$\varepsilon$-neighborhood set notation as $V_{\varepsilon}(a)$ and proof question Two questions regarding the set $V_{\varepsilon}(a)$.  It is defined in the book I am currently using as
$$V_{\varepsilon}(a)=\{x\in\mathbb{R}:|x-a|<\varepsilon\}$$
1).  Why the $V$?  I suppose there is a reason for using most notation and abbreviation (like using $\mathbb{R}$ for the reals, or $n$ to represent a natural number...)
2).  Let $\varepsilon>0, \delta>0, a\in\mathbb{R}$.  Show that $V_{\varepsilon}(a)\cap V_{\delta}(a)$ and $V_{\varepsilon}(a)\cup V_{\delta}(a)$ are $\gamma$-neighborhoods of $a$ for appropriate values of $\gamma$.
So I say, 
$$V_{\varepsilon}(a)\cap V_{\delta}(a)=\{x\in\mathbb{R}:|x-a|<\varepsilon \text{ and } |x-a|<\delta\}$$
$$=\{x\in\mathbb{R}:|x-a|<\min{(\varepsilon,\delta)}\} $$
Letting $\gamma=\min{(\varepsilon,\delta)},$
$$=\{x\in\mathbb{R}:|x-a|<\gamma\}=V_{\gamma}(a)$$
Therefore, $V_{\varepsilon}(a)\cap V_{\delta}(a)$ is a $\gamma$-neighborhood of $a$.  
If this is all i need, I assume the union of two neighborhoods is also a $\gamma$-neighborhood by using the $\max$ function instead?
 A: For your first question, I can only wager an educated guess, but it's likely that $V$ comes from the French voisinage.  I should note that I don't speak or read French, but according to google voisinage translates generally as "vicinity" or "neighborhood," and which seems to be the proper translation of the "neighborhood" in a mathematical context, based on a search of MathSciNet and Wikipedia (English and French).

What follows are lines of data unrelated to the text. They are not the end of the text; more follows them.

PR #2346, opened 2017-09-19
Added curb bridge to smartthingspublic

newtectonics:


smartapps/curb/curb-bridge.src/curb-bridge.groovy
```diff
@@ -0,0 +1,605 @@
...
+    unschedule()
+    refreshAuthToken()
+    updateSelectedLocationId()
+	  getDevices()
+    runEvery5Minutes(getHistorical)
+    runEvery3Hours(refreshAuthToken)
+    runEvery3Hours(getKwhr)
+    def rate = settings.samplesPerMinute
+    //log.debug("Sampling at ${rate} samples per minute")
+    schedule("* * * * * ?", doPoll, [data: [cycles: rate]])
```
marstorp: Scheduling and using runIn's this often is not advisable as it generates a lot of load on the platform.
Either provide all desired samples in a poll with max interval of 5 min or have a callback method the server can call to updates the samples.
Also, if possible merge the different runEvery scheduling.

smartapps/curb/curb-bridge.src/curb-bridge.groovy
```diff
@@ -0,0 +1,605 @@
...
+        ]
+        httpPostJson([uri: curbTokenUrl, body: tokenParams]) {
+            resp ->
+                //log.debug "response contentType: ${resp.contentType}"
+            //log.debug("Got POST response: ${resp.data}")
+
+            atomicState.refreshToken = resp.data.refresh_token
+            atomicState.authToken = resp.data.access_token
+
+            getCurbLocations()
```
marstorp: Is it ok if getCurbLocations fails to get any locations?

smartapps/curb/curb-bridge.src/curb-bridge.groovy
```diff
@@ -0,0 +1,605 @@
...
+  </body>
+
+  </html>
+    """
+
+	render contentType: 'text/html', data: html
+}
+
+def getCurbClientId()        { return "R7LHLp5rRr6ktb9hhXfMaILsjwmIinKa" }
+def getCurbClientSecret()    { return "pcxoDsqCN7o_ny5KmEKJ2ci0gL5qqOSfxnzF6JIvwsfRsUVXFdD-DUc40kkhHAZR" }
```
marstorp: I suggest to move the clientId and clientSecret to `App Settings`, clientId is already defined as appSetting but not used anywhere. Either change above method to return e.g. `appSettings.clientID` or just use it in place.

marstorp (approved):
Please check the comments.
 Also, try avoid mixing tabs and spaces when indenting the code.

marstorp (changes requested):
Please check the comments and try avoid mixing tabs and spaces when indenting the code.

smartapps/curb/curb-bridge.src/curb-bridge.groovy
newtectonics: Is the problem here that we're polling our servers too often, and we shouldn't do it more frequently than every five minutes, or is this something wrong with the schedule() function?

I don't totally understand the comment "have a callback method the server can call to updates the samples."

marstorp: The problem is the load that these frequent scheduling are adding to the platform. Only in a very few cases do we poll anything from the cloud more than every 5 minutes.
By defining a callback/subscription you wouldn't need to have any polls scheduled as the server will call the SA whenever there's a reason to update anything.

newtectonics:
@marstorp This should be ready to go.

smartapps/curb/curb-energy-monitor.src/curb-energy-monitor.groovy
```diff
@@ -0,0 +1,620 @@
...
+    atomicState.locationLookup.each {
+        // log.debug "location match check: ${it.name} vs selected: ${settings.curbLocation}"
+        if (it.name == settings.curbLocation) {
+            atomicState.location = it.id
+            return it.id
+        }
+    }
+}
+
+def updateChildDevice(dni, label, values) {
```
marstorp: is there a purpose for the argument `label`, I don't see it being used in this method.

smartapps/curb/curb-energy-monitor.src/curb-energy-monitor.groovy
```diff
@@ -0,0 +1,620 @@
...
+      </div>
+  </body>
+
+  </html>
+    """
+
+  render contentType: 'text/html', data: html
+}
+
+        def getCurbAuthUrl() {
```
marstorp: indentation...

devicetypes/curb/curb-power-meter.src/curb-power-meter.groovy
```diff
@@ -0,0 +1,168 @@
...
+ *
+ */
+
+metadata {
+    definition(name: "Curb Power Meter", namespace: "curb", author: "Curb") {
+        capability "Power Meter"
+        capability "Energy Meter"
+    }
+
+    simulator {}
```
marstorp: no need to define this if there's no implementation

smartapps/curb/curb-energy-monitor.src/curb-energy-monitor.groovy
```diff
@@ -0,0 +1,620 @@
...
+    // }
+
+    def onehparams = [
+        uri: "https://app.energycurb.com",
+        path: "/api/aggregate/${atomicState.location}/1h/m",
+        headers: ["Authorization": "Bearer ${atomicState.authToken}"],
+        requestContentType: 'application/json'
+    ]
+    log.debug onehparams
+    asynchttp_v1.get(processKwh1h, onehparams)
```
marstorp: There are 5 asynchHttp_v1 calls that will result in 5 different callbacks, are the responses spread out in time or is there a possibility that responses arrive more or less at the same time?
Reason I'm asking is that it is preferable to make one request and handled one response, especially since this is scheduled to be done once every minute and asynchttp is used. Each of the response will cause an instant of the app to be spun up which will spin up an instance of the child for each of the call that app instance makes, keep in mind that the state in the DTH is not thread safe.
Granted, if the response for the http get takes to long time it will cause a socket timeout, but this is scheduled to be done every minute so the response should not take that long time...

devicetypes/curb/curb-power-meter.src/curb-power-meter.groovy
```diff
@@ -0,0 +1,168 @@
...
+ *  Unless required by applicable law or agreed to in writing, software distributed under the License is distributed
+ *  on an "AS IS" BASIS, WITHOUT WARRANTIES OR CONDITIONS OF ANY KIND, either express or implied. See the License
+ *  for the specific language governing permissions and limitations under the License.
+ *
+ */
+
+metadata {
+    definition(name: "Curb Power Meter", namespace: "curb", author: "Curb") {
+        capability "Power Meter"
+        capability "Energy Meter"
```
marstorp: declare used custom attributes here;
        attribute "kwh30m", "number"
        attribute "kwh1m", "number"
etc...

devicetypes/curb/curb-power-meter.src/curb-power-meter.groovy
```diff
@@ -0,0 +1,168 @@
...
+                        [value: -500, color: "#76ce61"],
+                        [value: -100, color: "#bbedaf"],
+                        [value: 0, color: "#bcbbb5"],
+                        [value: 100, color: "#efc621"],
+                        [value: 1000, color: "#ed8c25"],
+                        [value: 2000, color: "#db5e1f"]
+                    ]
+            }
+        }
+        valueTile("kwh30m", "device.energy", decoration: "flat", width: 1, height: 1) {
```
marstorp: I don't see these valueTiles being used anywhere, do they have any purpose?
Also kwh30m, kwh1m and kwh1 are all using the same attribute, device.energy defined by capability.energyMeter is that intentional or should they use the values for the attributes kwh30m, kwh1m, and kwh1hevent that the corresponding events are generating?

If there's no intention of using any of these attributes they should be removed from both the DTH and the SA.

devicetypes/curb/curb-power-meter.src/curb-power-meter.groovy
```diff
@@ -0,0 +1,168 @@
...
+}
+
+def handleKwh1m(kwh) {
+    sendEvent(name: "kwh1m", value: kwh.round(3))
+}
+
+
+String getDataString()
+{
+  def dataString = ""
```
marstorp: Consider using `dataString = new StringBuilder()` instead, especially if state.values.each() have several iterations.

smartapps/curb/curb-energy-monitor.src/curb-energy-monitor.groovy
```diff
@@ -0,0 +1,620 @@
...
+
+            //log.debug("Location ID: ${atomicState.location}")
+        }
+    } catch (e) {
+        log.error "something went wrong: $e"
+    }
+}
+
+def updateSelectedLocationId() {
+    atomicState.locationLookup.each {
```
marstorp: since assigning an atomiState.variable immediately will save the whole state object it's not recommended to loop over the atomicState and make change to it inside the loop. If possible consider to use state instead, just make sure that cases that can cause an update to the state variable can be triggered through multiple instances, otherwise consider changing the code so that atomicState is only update once when the method ends.

smartapps/curb/curb-energy-monitor.src/curb-energy-monitor.groovy
```diff
@@ -0,0 +1,620 @@
...
+
+    if(json)
+    {
+        //log.debug "Got Historical Data: ${json}"
+        def total = null
+        def prod = null
+
+        json.each
+        {
+        	if(!it.main && !it.production){
```
marstorp: indentation, tab vs. space

smartapps/curb/curb-energy-monitor.src/curb-energy-monitor.groovy
```diff
@@ -0,0 +1,620 @@
...
+                            }
+                        }
+                    }
+                }
+            }
+        }
+
+        updateChildDevice("__NET__", "Main", total.values)
+        if(prod){
+        	updateChildDevice("__PRODUCTION__", "Solar", prod.values)
```
marstorp: indentation, tab vs. space

marstorp (changes requested):
Please check my comments...

newtectonics:
@marstorp Hi Ingvar, I think we have an app that now addresses all of your issues with the previous design. Thanks!

marstorp (approved):
LGTM 👍

workingmonk:
@marstorp can you add the ticket number to this one? and is it certified?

Since a decent amount of work in analysis and topology was published in German or French, it's not uncommon to see variables takes from words in these languages.  Some other examples that come to mind are $G_\delta$, from the German Gebeit and Durchschnitt ("open" and "intersection" repectively), $F_\sigma$ from the French fermé and somme ("closed" and "union"), and $K$ or $\mathbb{K}$ for a field, from the German Korpus.

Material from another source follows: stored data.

PR #2354, opened 2017-09-21
[DVCSMP-3262] Remove unnecessary write from GE link poll

varzac:
The poll method was doing a write of a transition time value. This is not 
needed and can be done only on the updated call (which it is).

@tpmanley @workingmonk


tpmanley (approved):
Looks good, just add a ticket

As far as your proof is concerned, it's certainly correct.   You have the right idea for unions, too.  Note that depending on the definition, you might be proving more than is strictly necessary.  In particular, it depends on precisely what an $\varepsilon$-neighborhood is.  The most natural definition to me is that $U$ is a $\varepsilon$-neighborhood of $a \in \mathbb{R}$ if and only if $U$ contains some $V_\varepsilon(a)$, i.e., if and only if there exists $\varepsilon > 0$ such that $V_\varepsilon(a) \subseteq U$.  In this case, you've proven that $V_\varepsilon(a) \cap V_\delta(a)$ is in fact a set of the form $V_\gamma(a)$, so it's certainly a $\gamma$-neighborhood of $a$.